#### Material shown

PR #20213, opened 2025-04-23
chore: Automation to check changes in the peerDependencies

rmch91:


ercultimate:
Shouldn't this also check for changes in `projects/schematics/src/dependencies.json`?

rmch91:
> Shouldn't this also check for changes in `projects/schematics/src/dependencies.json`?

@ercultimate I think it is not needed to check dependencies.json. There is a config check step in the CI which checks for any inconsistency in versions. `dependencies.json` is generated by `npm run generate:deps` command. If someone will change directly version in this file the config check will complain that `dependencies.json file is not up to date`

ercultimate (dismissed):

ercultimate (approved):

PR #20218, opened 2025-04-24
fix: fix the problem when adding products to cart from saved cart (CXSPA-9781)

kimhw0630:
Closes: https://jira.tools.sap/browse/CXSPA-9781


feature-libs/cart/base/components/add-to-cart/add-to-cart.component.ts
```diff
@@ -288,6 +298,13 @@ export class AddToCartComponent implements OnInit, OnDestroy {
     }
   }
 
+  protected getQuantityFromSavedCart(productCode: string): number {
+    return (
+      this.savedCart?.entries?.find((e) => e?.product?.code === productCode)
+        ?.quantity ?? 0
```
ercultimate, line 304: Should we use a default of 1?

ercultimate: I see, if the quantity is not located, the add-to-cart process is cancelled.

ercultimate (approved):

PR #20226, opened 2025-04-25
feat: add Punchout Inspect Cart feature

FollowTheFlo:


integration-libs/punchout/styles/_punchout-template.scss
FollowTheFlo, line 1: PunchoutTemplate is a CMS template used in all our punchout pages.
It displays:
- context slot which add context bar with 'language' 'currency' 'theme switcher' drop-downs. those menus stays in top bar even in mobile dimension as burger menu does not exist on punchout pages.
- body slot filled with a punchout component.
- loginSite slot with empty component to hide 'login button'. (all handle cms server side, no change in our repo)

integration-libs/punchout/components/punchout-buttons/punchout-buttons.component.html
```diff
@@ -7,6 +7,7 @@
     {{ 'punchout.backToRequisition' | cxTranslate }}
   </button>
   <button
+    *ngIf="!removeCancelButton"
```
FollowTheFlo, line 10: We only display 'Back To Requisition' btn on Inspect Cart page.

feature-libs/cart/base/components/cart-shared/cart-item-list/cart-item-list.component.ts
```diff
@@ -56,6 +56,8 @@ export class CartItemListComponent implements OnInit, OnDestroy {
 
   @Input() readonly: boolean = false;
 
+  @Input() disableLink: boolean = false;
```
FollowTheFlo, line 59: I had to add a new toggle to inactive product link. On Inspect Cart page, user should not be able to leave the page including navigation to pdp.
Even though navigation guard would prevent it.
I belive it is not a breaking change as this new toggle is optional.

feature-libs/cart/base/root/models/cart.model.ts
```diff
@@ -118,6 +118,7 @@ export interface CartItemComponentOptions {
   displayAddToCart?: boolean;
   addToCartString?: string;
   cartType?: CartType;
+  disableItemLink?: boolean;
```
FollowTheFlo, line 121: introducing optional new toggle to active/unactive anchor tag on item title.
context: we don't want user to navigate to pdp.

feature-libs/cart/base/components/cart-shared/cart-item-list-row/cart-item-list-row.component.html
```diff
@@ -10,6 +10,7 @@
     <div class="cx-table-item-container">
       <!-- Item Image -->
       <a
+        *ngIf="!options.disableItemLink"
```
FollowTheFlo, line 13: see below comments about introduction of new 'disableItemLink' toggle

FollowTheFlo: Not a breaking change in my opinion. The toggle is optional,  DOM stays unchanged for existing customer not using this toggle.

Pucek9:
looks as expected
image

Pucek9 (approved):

########

About this exercise:
All the lines of the material above must be given again exactly.

Answer space:
PR #20213, opened 2025-04-23
chore: Automation to check changes in the peerDependencies

rmch91:


ercultimate:
Shouldn't this also check for changes in `projects/schematics/src/dependencies.json`?

rmch91:
> Shouldn't this also check for changes in `projects/schematics/src/dependencies.json`?

@ercultimate I think it is not needed to check dependencies.json. There is a config check step in the CI which checks for any inconsistency in versions. `dependencies.json` is generated by `npm run generate:deps` command. If someone will change directly version in this file the config check will complain that `dependencies.json file is not up to date`

ercultimate (dismissed):

ercultimate (approved):

PR #20218, opened 2025-04-24
fix: fix the problem when adding products to cart from saved cart (CXSPA-9781)

kimhw0630:
Closes: https://jira.tools.sap/browse/CXSPA-9781


feature-libs/cart/base/components/add-to-cart/add-to-cart.component.ts
```diff
@@ -288,6 +298,13 @@ export class AddToCartComponent implements OnInit, OnDestroy {
     }
   }
 
+  protected getQuantityFromSavedCart(productCode: string): number {
+    return (
+      this.savedCart?.entries?.find((e) => e?.product?.code === productCode)
+        ?.quantity ?? 0
```
ercultimate, line 304: Should we use a default of 1?

ercultimate: I see, if the quantity is not located, the add-to-cart process is cancelled.

ercultimate (approved):

PR #20226, opened 2025-04-25
feat: add Punchout Inspect Cart feature

FollowTheFlo:


integration-libs/punchout/styles/_punchout-template.scss
FollowTheFlo, line 1: PunchoutTemplate is a CMS template used in all our punchout pages.
It displays:
- context slot which add context bar with 'language' 'currency' 'theme switcher' drop-downs. those menus stays in top bar even in mobile dimension as burger menu does not exist on punchout pages.
- body slot filled with a punchout component.
- loginSite slot with empty component to hide 'login button'. (all handle cms server side, no change in our repo)

integration-libs/punchout/components/punchout-buttons/punchout-buttons.component.html
```diff
@@ -7,6 +7,7 @@
     {{ 'punchout.backToRequisition' | cxTranslate }}
   </button>
   <button
+    *ngIf="!removeCancelButton"
```
FollowTheFlo, line 10: We only display 'Back To Requisition' btn on Inspect Cart page.

feature-libs/cart/base/components/cart-shared/cart-item-list/cart-item-list.component.ts
```diff
@@ -56,6 +56,8 @@ export class CartItemListComponent implements OnInit, OnDestroy {
 
   @Input() readonly: boolean = false;
 
+  @Input() disableLink: boolean = false;
```
FollowTheFlo, line 59: I had to add a new toggle to inactive product link. On Inspect Cart page, user should not be able to leave the page including navigation to pdp.
Even though navigation guard would prevent it.
I belive it is not a breaking change as this new toggle is optional.

feature-libs/cart/base/root/models/cart.model.ts
```diff
@@ -118,6 +118,7 @@ export interface CartItemComponentOptions {
   displayAddToCart?: boolean;
   addToCartString?: string;
   cartType?: CartType;
+  disableItemLink?: boolean;
```
FollowTheFlo, line 121: introducing optional new toggle to active/unactive anchor tag on item title.
context: we don't want user to navigate to pdp.

feature-libs/cart/base/components/cart-shared/cart-item-list-row/cart-item-list-row.component.html
```diff
@@ -10,6 +10,7 @@
     <div class="cx-table-item-container">
       <!-- Item Image -->
       <a
+        *ngIf="!options.disableItemLink"
```
FollowTheFlo, line 13: see below comments about introduction of new 'disableItemLink' toggle

FollowTheFlo: Not a breaking change in my opinion. The toggle is optional,  DOM stays unchanged for existing customer not using this toggle.

Pucek9:
looks as expected
image

Pucek9 (approved):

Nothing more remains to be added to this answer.